We don’t have a British product that can replace ChatGPT, Gemini or Claude today, but that doesn’t mean we couldn’t in the future. Directing a portion of AI public procurement budgets to British solutions could go a long way. Given how much money the government spends on these contracts, reserving say 30% of this expenditure for British AI companies would amount to hundreds of millions of pounds, or more, over the next few years.

France, for example, seems to be taking a much more serious steps to support its domestic AI industry and is already home to companies like two of the top global startups in AI development: Hugging Face and Mistral, as well as exciting challengers like Pleias who are pioneering a wave of smaller, specialized and ethically trained models.

We can all be proud that DeepMind is built on British science, research and academia. But the fruit of all that British excellence is now flowing to a US company.

But it won't be enough

Even with fairer distribution of AI revenues, this will not prevent economic and job disruption. The internet changed some industries forever - from travel agents to music, TV and journalism. AI and robotics will bring bigger changes to more industries. They will survive but in very different forms and the transition will be painful.

How can we support the industries most affected by AI through this transition?

If a large proportion of work is undertaken by AI systems and robots, can we still rely on the same balance of income v corporate tax? Should there be a new kind of taxation for AI or robot workers? The tax system was designed for a world where humans were the workers, increasingly this will be a mix of people, AI and robots and taxation must adapt.

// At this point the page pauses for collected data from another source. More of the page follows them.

PR #202, opened 2019-05-13
Improvement/merged stream iterator

basz:
addresses https://github.com/prooph/pdo-event-store/issues/201
accompanies https://github.com/prooph/event-store/pull/367

Do not merge until ^^ has been released (composer uses https://github.com/basz)

PR #205, opened 2019-05-17
Improvement/persist after blocksize processed events

basz:
accompanies https://github.com/prooph/event-store/pull/368

what PR does is 

Persists the stream position when the number of *processed* events equals the blockSize threshold, not after *handled* events.

Potential harmful for process managers that handle a few event types in a stream. Currently a even projection with blockSize set to 1, it only records it's stream position after a handled events is processed.

### DIFF
--- a/composer.json
+++ b/composer.json
@@ -16,15 +16,9 @@
     ],
     "minimum-stability": "dev",
     "prefer-stable": true,
-    "repositories": [
-        {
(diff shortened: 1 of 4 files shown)


basz:
please trigger a rebuild (event-store has changed)

basz:
merge #202. it includes this PR

PR #206, opened 2019-05-26
Fixes projection lock string generation

### LINKED ISSUE #198: Projection fails sometimes when lock timeout is less than 100ms
https://github.com/prooph/pdo-event-store/blob/01b2cf3d30c1d01a7ad87cc00eb968de97c9c79a/src/Projection/PdoEventStoreProjector.php#L991-L1001

sometimes, on the start of a second, the value in microseconds plus the timeout will have less than 6 digits (when the timeout alone doesn't have at least 100000 microseconds), then `\substr($micros, 0, -6)` will return false and modify will fail:

```
DateTimeImmutable::modify(): Failed to parse time string (+ seconds) at position 0 (+): Unexpected character
```

brunowowk:
closes #198

Since PHP 7.1 it's possible to manipulate DateTime instances microseconds, so
I was able to drop the old mechanism that did that manually

### DIFF
--- a/src/Projection/PdoEventStoreProjector.php
+++ b/src/Projection/PdoEventStoreProjector.php
@@ -991,17 +991,8 @@ EOT;
 
     private function createLockUntilString(DateTimeImmutable $from): string
     {
-        $micros = (string) ((int) $from->format('u') + ($this->lockTimeoutMs * 1000));
-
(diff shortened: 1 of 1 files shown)


prolic:
Thanks a lot

PR #207, opened 2019-05-31
Change order of select and count statements to fix concurrency error

unhappyby:
When we make read and write operations with event store at the same time we can face one problem. Making select statement before count can bring us to situation where select statement return, for example, 10 rows and count statement, which will execute after select, return 15 records. It means that we change offset to 15 and lose 5 events.
So I think that we can change order of executing for this two statements and always have count less than select actual row count. This will help us go through as many lines as we get from the count statement. Diff in rows between count and select we can get from next request.

### DIFF
--- a/src/MariaDbEventStore.php
+++ b/src/MariaDbEventStore.php
@@ -353,8 +353,8 @@ EOT;
         }
 
         try {
-            $selectStatement->execute();
             $countStatement->execute();
+            $selectStatement->execute();
         } catch (PDOException $exception) {
             // ignore and check error code
         }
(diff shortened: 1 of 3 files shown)


unhappyby:
Its hard to reproduce in test. Because we need to read and write to event store at the same time in different processes. I think that this changes cannot break anything but they can fix this bug. If you have some questions to understand the problem feel free to ask.

unhappyby:
Can I get any updates for this request, please? Also it would be cool if someone restart travis for passing all checks.

codeliner:
Merged #208 

@unhappyby As stated in the other PR your problem should be solved. Can you verify please?

PR #208, opened 2019-06-02
don't execute count statement on load

prolic:
superseeds https://github.com/prooph/pdo-event-store/pull/207

/cc @basz @fritz-gerneth @codeliner @unhappyby

The tests still pass, so this should work without making any BC. Please let me know what you think.

### DIFF
--- a/composer.json
+++ b/composer.json
@@ -18,6 +18,7 @@
     "prefer-stable": true,
     "require": {
         "php": "^7.1",
+        "ext-pdo": "*",
         "prooph/event-store": "^7.5.3"
     },
     "require-dev": {
--- a/src/MariaDbEventStore.php
+++ b/src/MariaDbEventStore.php
@@ -354,7 +354,6 @@ EOT;
 
         try {
             $selectStatement->execute();
-            $countStatement->execute();
         } catch (PDOException $exception) {
             // ignore and check error code
         }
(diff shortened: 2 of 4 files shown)


unhappyby:
I think this is not solving the problem which I describe in [this pull request](https://github.com/prooph/pdo-event-store/pull/207), maybe we need to remove execution in iterator, but not in the event store.

basz:
Please explain why you believe this would not solve the issue.

The PdoStreamIterator does not call count while iterating. So something like the following simply works.

```
/** @var EventStore $eventStore */
$eventStore = $container->get(EventStore::class);
$streamIterator = $eventStore->load(new StreamName('stream_name'), 500);

foreach ($streamIterator as $event) {
  // $event 500 to end (even while added after start)
}
```

The removed code in this PR is here *only* to be able to return an EmptyIterator (useless in my opinion anyway, not sure why it exists...).

unhappyby:
Yes, this code working. But when I use event store in two or more processes (for writing and reading in parallel) some times event store lose events for projections. For example:
For 20000 events event store lose from 1 to 70 events in my project.
That happening because in db, table projections, position sets from count, which I get from `$countStatement` in `load` method. So I think that this PR can make things worse because event store will execute `$countStatement` in `PdoStreamIterator` and this means that gap in time between select and count statements will be bigger.

basz:
I understand the issue but am not sure your problem  comes from the PdoStreamIterator as that does not use the $countStatement unless you specifically call count() on it. In a normal iteration (foreach) it is not used.

basz:
Do you use a loop (with count) in a different usecase? (Have code?)

prolic:
@unhappyby Did you check this PR indepth? As @basz pointed out, the projections don't call `count()`. This PR should indeed resolve your issue (and also give slightly more performance for querying).

codeliner:
Going to merge this one and make a new bugfix release together with #210

PR #210, opened 2019-09-09
Add Schema-Creation to createSchema function

heiglandreas:
Currently when a tableName with a dot is presented the name can correctly
be split up into schema and table name. But when the schema does not
exist the whole proces breaks as the table can not be created in a
non-existing space.

This commit adds an SQL-statement to the createSchema-function that – in
case a schema was given – will create the schema when it does not yet
exist.

### DIFF
--- a/src/PersistenceStrategy/PostgresSimpleStreamStrategy.php
+++ b/src/PersistenceStrategy/PostgresSimpleStreamStrategy.php
@@ -56,9 +56,9 @@ CREATE TABLE $tableName (
 );
 EOT;
 
-        return [
+        return array_merge($this->getSchemaCreationSchema($tableName), [
             $statement,
-        ];
+        ]);
     }
 
     public function columnNames(): array
@@ -99,5 +99,17 @@ EOT;
         }
 
         return $table;
+    }
+
+    private function getSchemaCreationSchema(string $tableName) : array
+    {
+        if (!$schemaName = $this->extractSchema($tableName)) {
+            return [];
+        }
+
+        return [sprintf(
+            'CREATE SCHEMA IF NOT EXISTS %s',
+            $schemaName
+        )];
     }
 }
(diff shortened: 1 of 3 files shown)


codeliner:
I'm going to check why some jobs are failing on travis. Looks like a problem not related to the PR.

codeliner:
Unfortunately, we have an upstream problem that breaks our tests.

Two issues need to be resolved first:
- [ ] https://github.com/prooph/event-store/pull/378
- [ ] https://github.com/prooph/pdo-event-store/pull/213

@prolic We could also merge this PR, b/c failing tests are not related to changes made here. What do you think?

src/PersistenceStrategy/PostgresSimpleStreamStrategy.php
```diff
@@ -100,4 +100,16 @@ public function generateTableName(StreamName $streamName): string
 
         return $table;
     }
+
+    private function getSchemaCreationSchema(string $tableName) : array
```
prolic: `getSchemaCreationSchema` sounds a bit off with those 2 schema in the name

heiglandreas: Sounds off. But according to the current naming scheme the SQL-statement that is sent to the database is called a scheme. And the structure that will be created in the database by this scheme is ... well... a scheme. So either all methods handling/creating SQL that shall be executed would need to be renamed or Postgres needs to rename their database-structure called schema. 

I could of course rename the function to `createDatabaseSchemaCreationSchema`. Not sure though that's better....

Is that a problem that prohibits merging the PR?

prolic: @heiglandreas Thanks for the explanation. All good, we'll merge this PR soon. Just waiting for some feedback on the other issue.

codeliner:
I'm merging the PR. Upstream issues are resolved.

PR #211, opened 2019-09-09
Require PHP 7.2

codeliner:
Event Store requires PHP 7.2 and travis fails for PHP 7.1 due to
a dependency extended by event-store.

This should solve failing tests in #210 caused by latest version of webmozart/assert extended by prooph/event-store under PHP 7.1


codeliner:
Closing this one. Requiring PHP 7.2 is the wrong solution. I'll submit another PR with the pipeline fix only.

PR #212, opened 2019-09-09
Try setting trusty distro on a few tests.

bweston92:


codeliner:
I've set distro to bionic in my PR: https://github.com/prooph/pdo-event-store/pull/211/files#diff-354f30a63fb0907d4ad57269548329e3R9

Travis takes some time at them moment, but first tests are green (including MySql). Looks like this will solve the issue.

PR #213, opened 2019-09-09
Use bionic distro and mysql as service

codeliner:


codeliner:
Tests will fail as long as we don't have a solution for this: https://github.com/prooph/event-store/pull/378

prolic:
thanks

Should we have special levies on certain types of AI systems, akin to an income tax?

4. We need a Public Conversation on AI and the UK’s Future.

  • What kind of economic and social future do we want?

  • How do we educate for adaptability, not redundancy?

  • What counts as a fair distribution of AI's gains?

  • Who gets to shape the digital infrastructure of our country?

AI represents much more than a technology shift. It’s economic, societal and political. The choices we make today will determine whether AI strengthens or fragments the UK’s social and economic fabric.

We have to shape our future as a country, not let be imposed on us. We need to start an open, frank public conversation - urgently.